ENTRIES PROVIDED: Begin

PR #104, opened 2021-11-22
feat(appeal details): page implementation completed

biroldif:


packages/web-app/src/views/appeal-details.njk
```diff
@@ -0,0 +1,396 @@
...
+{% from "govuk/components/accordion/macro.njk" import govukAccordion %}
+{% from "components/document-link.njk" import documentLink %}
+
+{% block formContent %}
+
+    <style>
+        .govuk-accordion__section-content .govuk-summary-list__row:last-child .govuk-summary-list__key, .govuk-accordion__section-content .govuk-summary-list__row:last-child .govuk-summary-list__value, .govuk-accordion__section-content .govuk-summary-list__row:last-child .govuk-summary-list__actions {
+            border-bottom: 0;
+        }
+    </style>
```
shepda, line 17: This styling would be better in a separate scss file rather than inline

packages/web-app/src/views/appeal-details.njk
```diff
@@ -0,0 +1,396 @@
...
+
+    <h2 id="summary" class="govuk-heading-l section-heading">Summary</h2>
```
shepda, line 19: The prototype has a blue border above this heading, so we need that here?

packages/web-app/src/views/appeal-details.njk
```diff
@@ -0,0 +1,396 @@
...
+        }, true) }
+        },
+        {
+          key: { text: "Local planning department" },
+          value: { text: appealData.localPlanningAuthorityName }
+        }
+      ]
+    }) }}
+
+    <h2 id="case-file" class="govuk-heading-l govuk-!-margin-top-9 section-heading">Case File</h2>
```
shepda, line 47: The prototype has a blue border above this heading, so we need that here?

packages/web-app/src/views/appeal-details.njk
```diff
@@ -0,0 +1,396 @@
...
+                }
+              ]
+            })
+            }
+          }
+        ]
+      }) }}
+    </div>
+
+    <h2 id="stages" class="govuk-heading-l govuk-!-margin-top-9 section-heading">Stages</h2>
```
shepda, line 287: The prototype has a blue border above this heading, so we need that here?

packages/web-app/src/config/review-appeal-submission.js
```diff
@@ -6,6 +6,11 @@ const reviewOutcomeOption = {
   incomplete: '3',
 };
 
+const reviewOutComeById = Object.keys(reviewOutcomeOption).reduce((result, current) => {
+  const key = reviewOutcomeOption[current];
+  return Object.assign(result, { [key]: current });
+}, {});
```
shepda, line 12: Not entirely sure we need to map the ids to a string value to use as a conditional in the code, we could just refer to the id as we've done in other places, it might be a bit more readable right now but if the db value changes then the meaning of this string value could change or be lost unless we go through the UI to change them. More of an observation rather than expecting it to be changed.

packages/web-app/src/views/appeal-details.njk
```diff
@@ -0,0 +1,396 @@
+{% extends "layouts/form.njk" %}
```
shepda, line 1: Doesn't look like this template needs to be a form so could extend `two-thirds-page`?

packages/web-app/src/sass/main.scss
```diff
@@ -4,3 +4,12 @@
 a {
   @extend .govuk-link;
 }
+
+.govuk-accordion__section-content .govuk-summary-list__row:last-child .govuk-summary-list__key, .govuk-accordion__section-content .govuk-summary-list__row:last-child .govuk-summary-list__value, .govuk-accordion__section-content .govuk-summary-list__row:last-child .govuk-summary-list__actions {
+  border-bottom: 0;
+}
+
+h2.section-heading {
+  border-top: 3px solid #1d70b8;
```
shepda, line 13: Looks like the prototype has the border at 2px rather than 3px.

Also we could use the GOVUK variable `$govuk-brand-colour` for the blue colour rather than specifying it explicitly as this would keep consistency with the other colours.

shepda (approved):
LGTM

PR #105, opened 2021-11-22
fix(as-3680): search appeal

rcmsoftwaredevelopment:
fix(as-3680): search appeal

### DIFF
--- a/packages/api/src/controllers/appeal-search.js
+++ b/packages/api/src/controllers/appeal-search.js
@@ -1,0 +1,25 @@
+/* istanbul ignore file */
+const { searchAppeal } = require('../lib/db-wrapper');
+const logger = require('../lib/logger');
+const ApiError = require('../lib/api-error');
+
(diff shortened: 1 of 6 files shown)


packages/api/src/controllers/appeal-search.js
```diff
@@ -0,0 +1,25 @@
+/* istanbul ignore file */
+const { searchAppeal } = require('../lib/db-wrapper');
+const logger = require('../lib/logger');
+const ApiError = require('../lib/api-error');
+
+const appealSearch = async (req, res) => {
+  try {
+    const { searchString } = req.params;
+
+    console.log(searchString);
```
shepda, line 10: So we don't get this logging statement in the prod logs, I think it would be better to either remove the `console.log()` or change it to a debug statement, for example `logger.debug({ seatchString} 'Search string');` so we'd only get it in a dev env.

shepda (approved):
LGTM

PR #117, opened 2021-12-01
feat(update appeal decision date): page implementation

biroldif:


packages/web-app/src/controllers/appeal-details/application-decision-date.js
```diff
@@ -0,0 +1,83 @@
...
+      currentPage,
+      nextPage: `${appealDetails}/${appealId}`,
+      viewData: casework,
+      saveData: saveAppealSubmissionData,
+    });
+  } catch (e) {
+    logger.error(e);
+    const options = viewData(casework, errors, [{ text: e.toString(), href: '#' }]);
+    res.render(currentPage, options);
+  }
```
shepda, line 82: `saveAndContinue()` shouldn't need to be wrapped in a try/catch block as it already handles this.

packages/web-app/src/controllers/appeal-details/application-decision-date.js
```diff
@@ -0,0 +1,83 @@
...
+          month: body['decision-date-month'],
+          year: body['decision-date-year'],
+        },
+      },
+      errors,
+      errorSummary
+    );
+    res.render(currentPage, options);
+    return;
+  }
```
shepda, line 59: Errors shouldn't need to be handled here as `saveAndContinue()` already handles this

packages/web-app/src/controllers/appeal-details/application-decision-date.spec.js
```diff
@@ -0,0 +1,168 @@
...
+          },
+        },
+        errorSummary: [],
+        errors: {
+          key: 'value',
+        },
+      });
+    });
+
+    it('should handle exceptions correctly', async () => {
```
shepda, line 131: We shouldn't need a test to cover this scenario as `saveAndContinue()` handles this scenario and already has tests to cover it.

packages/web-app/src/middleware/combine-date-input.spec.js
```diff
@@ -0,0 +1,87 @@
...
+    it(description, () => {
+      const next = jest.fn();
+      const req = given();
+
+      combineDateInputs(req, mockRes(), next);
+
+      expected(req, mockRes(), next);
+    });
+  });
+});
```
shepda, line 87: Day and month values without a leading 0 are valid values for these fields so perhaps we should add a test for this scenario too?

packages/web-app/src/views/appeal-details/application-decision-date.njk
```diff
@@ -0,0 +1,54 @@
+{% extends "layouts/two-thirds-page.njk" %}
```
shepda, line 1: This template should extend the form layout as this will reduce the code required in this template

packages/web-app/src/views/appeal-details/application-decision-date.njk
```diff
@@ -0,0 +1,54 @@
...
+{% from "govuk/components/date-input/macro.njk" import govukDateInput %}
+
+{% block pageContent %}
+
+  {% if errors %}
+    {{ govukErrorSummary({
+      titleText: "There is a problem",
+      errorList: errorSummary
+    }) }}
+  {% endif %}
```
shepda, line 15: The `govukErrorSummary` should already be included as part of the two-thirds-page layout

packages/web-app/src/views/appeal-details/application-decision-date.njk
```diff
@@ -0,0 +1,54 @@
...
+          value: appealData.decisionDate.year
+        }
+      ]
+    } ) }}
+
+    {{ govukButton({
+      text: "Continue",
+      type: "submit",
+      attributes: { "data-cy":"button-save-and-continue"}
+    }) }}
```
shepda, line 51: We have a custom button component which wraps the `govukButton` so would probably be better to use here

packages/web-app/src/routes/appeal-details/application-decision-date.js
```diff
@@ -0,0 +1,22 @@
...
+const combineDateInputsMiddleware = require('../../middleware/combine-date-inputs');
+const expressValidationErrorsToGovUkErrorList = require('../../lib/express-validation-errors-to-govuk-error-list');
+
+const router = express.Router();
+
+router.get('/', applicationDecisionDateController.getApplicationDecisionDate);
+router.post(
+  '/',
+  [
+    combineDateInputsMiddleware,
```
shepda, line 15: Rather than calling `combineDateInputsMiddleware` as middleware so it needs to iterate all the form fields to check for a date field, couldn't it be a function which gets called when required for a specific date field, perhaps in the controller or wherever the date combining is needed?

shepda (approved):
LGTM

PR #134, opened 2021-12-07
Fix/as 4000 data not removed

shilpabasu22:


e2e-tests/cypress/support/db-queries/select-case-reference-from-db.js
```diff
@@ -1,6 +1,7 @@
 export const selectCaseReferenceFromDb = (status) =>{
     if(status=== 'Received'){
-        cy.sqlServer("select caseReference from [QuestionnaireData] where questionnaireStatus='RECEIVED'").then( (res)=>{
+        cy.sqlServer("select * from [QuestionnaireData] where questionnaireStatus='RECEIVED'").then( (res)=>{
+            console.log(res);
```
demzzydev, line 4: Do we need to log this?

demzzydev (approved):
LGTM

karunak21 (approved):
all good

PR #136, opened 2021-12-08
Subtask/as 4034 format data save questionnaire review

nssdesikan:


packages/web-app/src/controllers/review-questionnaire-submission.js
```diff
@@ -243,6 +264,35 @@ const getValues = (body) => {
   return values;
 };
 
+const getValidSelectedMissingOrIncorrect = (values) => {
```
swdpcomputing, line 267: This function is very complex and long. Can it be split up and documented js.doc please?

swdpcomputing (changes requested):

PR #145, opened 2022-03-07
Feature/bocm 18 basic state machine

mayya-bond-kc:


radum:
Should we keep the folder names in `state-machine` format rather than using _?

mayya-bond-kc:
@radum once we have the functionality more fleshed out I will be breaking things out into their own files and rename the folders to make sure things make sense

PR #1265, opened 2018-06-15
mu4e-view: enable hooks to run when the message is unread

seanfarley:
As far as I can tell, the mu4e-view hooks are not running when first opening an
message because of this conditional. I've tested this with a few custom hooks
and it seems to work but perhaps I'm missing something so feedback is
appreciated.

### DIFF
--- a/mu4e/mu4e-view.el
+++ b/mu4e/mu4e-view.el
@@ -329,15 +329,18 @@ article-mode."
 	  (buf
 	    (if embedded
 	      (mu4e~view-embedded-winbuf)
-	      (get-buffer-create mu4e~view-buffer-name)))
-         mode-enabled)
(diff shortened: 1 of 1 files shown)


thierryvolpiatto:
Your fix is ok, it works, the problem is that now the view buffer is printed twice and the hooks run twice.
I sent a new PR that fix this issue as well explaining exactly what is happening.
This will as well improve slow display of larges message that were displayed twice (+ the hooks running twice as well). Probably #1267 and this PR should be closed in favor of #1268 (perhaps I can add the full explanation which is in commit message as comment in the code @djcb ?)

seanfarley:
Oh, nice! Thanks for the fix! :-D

ENTRIES PROVIDED: End

### [YOUR OBJECTIVE]
When you reach the line that contains "shepda, line 19: The", stop; that line and every line before it, from the very first line of the data, should be restated word for word.

### [SOLUTION TO THIS PROBLEM]
PR #104, opened 2021-11-22
feat(appeal details): page implementation completed

biroldif:


packages/web-app/src/views/appeal-details.njk
```diff
@@ -0,0 +1,396 @@
...
+{% from "govuk/components/accordion/macro.njk" import govukAccordion %}
+{% from "components/document-link.njk" import documentLink %}
+
+{% block formContent %}
+
+    <style>
+        .govuk-accordion__section-content .govuk-summary-list__row:last-child .govuk-summary-list__key, .govuk-accordion__section-content .govuk-summary-list__row:last-child .govuk-summary-list__value, .govuk-accordion__section-content .govuk-summary-list__row:last-child .govuk-summary-list__actions {
+            border-bottom: 0;
+        }
+    </style>
```
shepda, line 17: This styling would be better in a separate scss file rather than inline

packages/web-app/src/views/appeal-details.njk
```diff
@@ -0,0 +1,396 @@
...
+
+    <h2 id="summary" class="govuk-heading-l section-heading">Summary</h2>
```
shepda, line 19: The prototype has a blue border above this heading, so we need that here?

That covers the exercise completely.